Copy, from the entries below, each line in which the string "instanceof" appears.
########################################
PR #1739, opened 2018-10-22
[RESTEASY-2045] refactored method

rsearls:
The code has been reorganized to show a more logical grouping of the actions to be take on "instanceof" classes.  
Before the flow was
    check for specific class
    check instanceof ApplicationException
    check instanceof WriterException
    check instanceof ReaderException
########################################
■ COMPLETED TASK ■
The code has been reorganized to show a more logical grouping of the actions to be take on "instanceof" classes.  
    check instanceof ApplicationException
    check instanceof WriterException
    check instanceof ReaderException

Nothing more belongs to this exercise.